- What is a self directed 401(k)?
- What are the benefits of a self directed 401(k)?
- Why haven’t I heard of a self directed 401(k) before?
- My cpa/attorney/financial advisor hasn’t heard of a self directed 401(k), what should I do?
- Can I be assured that self directed 401(k)s are allowed under IRS rules?
- Are there special rules I need to follow for self directed 401(k) investments?
- Are my self directed 401(k) investments guaranteed?
- Are self directed 401(k)s for everyone?
What is a self-directed 401(k)?
A self-directed 401(k) is technically no different than any other 401(k) or IRA. It's unique because of the available investment options.
Most custodians only allow approved stocks, bonds, mutual funds and CDs. A truly self directed IRA/401(k) custodian, such as Equity Trust, allows those types of investments PLUS real estate, notes, private placements, tax lien certificates and much more.
What are the benefits of a self directed 401(k)?
In addition to the tremendous 401(k) benefits (tax-free profits, tax deductions, asset protection and estate planning), you can invest tax-free in investments that you know and understand, which through the power of compounding interest, can create true wealth for you and your family.
Why haven’t I heard of a self directed 401(k) before?
While the concept of investing in real estate and other assets in retirement plans has been around for more than 30 years, it hasn't received a great deal of attention. Why? Most custodians that offer 401(k)s (banks and brokerage firms) focus on mutual funds and CDs—because they have vested financial interests in having you select those investments from them.
Because the majority of custodians focus on stocks and CDs, there's a common misperception that these are your only investment options for retirement plans. But this is not the case (see Allowable Investments for IRAs).
My CPA/attorney/financial advisor hasn’t heard of a self directed 401(k).
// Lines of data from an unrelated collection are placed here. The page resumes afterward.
PR #40, opened 2022-10-19
Pract.02: Add 04-08 | Atanas Hristov

AtanasHrist0v:
Atanas Hristov
6 8MI0600242

### DIFF
--- a/SI/Sem.02/Pract.02/Task04.cpp
+++ b/SI/Sem.02/Pract.02/Task04.cpp
@@ -1,30 +1,30 @@
 #include <iostream>
 
 int main() {
-	int percentage = 0, grade = 2;
+	int percentage = 0, grade = 0;
 
 	std::cout << "Result: ";
 	std::cin >> percentage;
 
 	if (percentage >= 0 && percentage <= 100) {
-		if (percentage >= 40) {
+		bool isSixPlus = false;
+
+		if (percentage >= 90) {
+			grade = 6;
+			isSixPlus = true;
+		} else if (percentage >= 80) {
+			grade = 6;
+		} else if (percentage >= 70) {
+			grade = 5;
+		} else if (percentage >= 60) {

What should I do?
It's not uncommon for trusted advisors to never have heard of self directed 401(k)s, given the relatively unknown nature of these accounts.
At Equity Trust, we've worked with thousands of professional advisors across the country to educate them regarding IRA, 401(k), and self directed 401(k) rules so they can best customize their advice to meet your personal needs.
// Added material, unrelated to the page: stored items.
PR #43, opened 2022-10-19
Pract03: Add 04-05 | Presiyana Borisova

PresiyanaBB:
Tasks 04 and 05 solution
Presiyana - 3MI0600240

### DIFF
--- a/SI/Sem.03/Pract.03/Task04.cpp
+++ b/SI/Sem.03/Pract.03/Task04.cpp
@@ -1,0 +1,23 @@
+#include <iostream>
+using namespace std;
+
+int main()
+{
+    int m;
+    int n;
+
+    cout << "Please enter 2 whole positive numbers: ";
+
+    cin >> m >> n;
+
+    for (int i = 1; i <= n*m; i++)
+    {
+        cout << i << " ";
+
+        if (i%n == 0)
+        {
+            cout << "\n";
+        }
+
+    }
+}
--- a/SI/Sem.03/Pract.03/Task05.cpp
+++ b/SI/Sem.03/Pract.03/Task05.cpp
@@ -1,0 +1,26 @@
+#include <iostream>;
+using namespace std;
+
+int main()
+{
+    int targetNumber;
+    int counter = 0;
+    int guessNumber;
+
+    cout << "Please enter whole number from 0 to 100: ";
+    cin >> targetNumber;
+
+    do
+    {
+        cout << "Enter your guess: ";
+
+        cin >> guessNumber;
+        counter++;
+
+        if (guessNumber == targetNumber)
+        {
+            cout << "You won with " << counter << " attempts";
+            break;
+        }
+    } while (true);
+}


SI/Sem.03/Pract.03/Task04.cpp
```diff
@@ -0,0 +1,23 @@
...
+
+    cout << "Please enter 2 whole positive numbers: ";
+
+    cin >> m >> n;
+
+    for (int i = 1; i <= n*m; i++)
+    {
+        cout << i << " ";
+
+        if (i%n == 0)
```
Justsvetoslavov, line 17: if (i % n == 0)

SI/Sem.03/Pract.03/Task05.cpp
```diff
@@ -0,0 +1,26 @@
...
+using namespace std;
+
+int main()
+{
+    int targetNumber;
+    int counter = 0;
+    int guessNumber;
+
+    cout << "Please enter whole number from 0 to 100: ";
+    cin >> targetNumber;
```
Justsvetoslavov, line 11: targetNumber is between 0 and 100 , add a check.

SI/Sem.03/Pract.03/Task05.cpp
```diff
@@ -0,0 +1,26 @@
+#include <iostream>;
+using namespace std;
+
+int main()
+{
+    int targetNumber;
+    int counter = 0;
```
Justsvetoslavov, line 7: Suggestion: move the int counter = 0; just before the loop.

SI/Sem.03/Pract.03/Task05.cpp
```diff
@@ -0,0 +1,26 @@
...
+
+        cin >> guessNumber;
+        counter++;
+
+        if (guessNumber == targetNumber)
+        {
+            cout << "You won with " << counter << " attempts";
+            break;
+        }
+    } while (true);
```
Justsvetoslavov, line 25: We are looping until the numbers are equal.
Can we avoid/change the while (true) ?

SI/Sem.03/Pract.03/Task05.cpp
```diff
@@ -0,0 +1,26 @@
...
+    cout << "Please enter whole number from 0 to 100: ";
+    cin >> targetNumber;
+
+    do
+    {
+        cout << "Enter your guess: ";
+
+        cin >> guessNumber;
+        counter++;
+
```
Justsvetoslavov, line 19: if (guessNumber < targetNumber)
				cout << "The number you are looking for is greater than your guess!\n";
 else if (guessNumber > targetNumber)
				cout << "The number you are looking for is less than your guess!\n";

SI/Sem.03/Pract.03/Task05.cpp
```diff
@@ -0,0 +1,26 @@
...
+        if (guessNumber == targetNumber)
+        {
+            cout << "You won with " << counter << " attempts";
```
Justsvetoslavov, line 22: Should be outside of the loop.
Our condition is in the while (<condition>)

Justsvetoslavov (changes requested):

GeorgiTerziev02:

PR #44, opened 2022-10-19
Prakt.03: Add 01-03| Margarita Gencheva

Margarita-Gencheva2003:


SI/Sem.03/Pract.03/Task02.cpp
```diff
@@ -0,0 +1,14 @@
...
+	int n = 1;
+	std::cin >> n;
+	for (int i = 1; i < n; i++) {
+		for (int j = n - 1; j > 0; j--) {
+			if (i + j == n) {
+				std::cout << "x = " << i << " y = " << j << std::endl;
+			}
+		}
+	}
+
```
dejansvetoslavov, line 13: Delete blank line

SI/Sem.03/Pract.03/Task02.cpp
```diff
@@ -0,0 +1,14 @@
+#include <iostream>
+
+int main() {
+	int n = 1;
+	std::cin >> n;
+	for (int i = 1; i < n; i++) {
+		for (int j = n - 1; j > 0; j--) {
```
dejansvetoslavov, line 7: Think about how you can solve the task without nested loop

Margarita-Gencheva2003: #include <iostream>
int main() {
	int n = 1, addend = 1;
	std::cin >> n;
	addend = n;
	for (int i = 1; i < n; i++) {
		addend--;
		std::cout << "x = " << i << " y = " << addend << std::endl;
	}
}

If your advisors haven’t heard of a self directed 401(k) before, they can contact an Equity Trust Retirement Specialist at 1-888-382-4727, or you can encourage them to join our self directed IRA Professionals Network.
Are self directed 401(k)s allowed under IRS rules?
Yes—as long as you follow relevant rules.
IRS Publications 560 and 590 clearly state the rules and regulations governing IRAs and qualified retirement plans such as 401(k)s. You can also read additional rules and codes on IRAs.
Are there special rules for self directed 401(k) investments?
Yes. To ensure compliance, you should be familiar with specific rules for 401(k)s, and, in particular, self directed 401(k)s.
There are certain types of transactions that you cannot perform through a 401(k). Most importantly, the IRS prohibits “self-dealing,” investments in which you or family members of lineal descent have prior ownership. For more information, please see IRA rules.
Are my self directed 401(k) investments guaranteed?
No investment (aside from FDIC-insured deposits) is guaranteed. However, most successful investors feel that the investment risk in assets they know and understand is much less than the risk associated with making only conventional 401(k) investments.
Is a self directed 401(k) for everyone?
Self directed 401(k)s are not for everyone. They're for those who want to create wealth using their knowledge of investing in assets other than stocks, bonds, and CDs.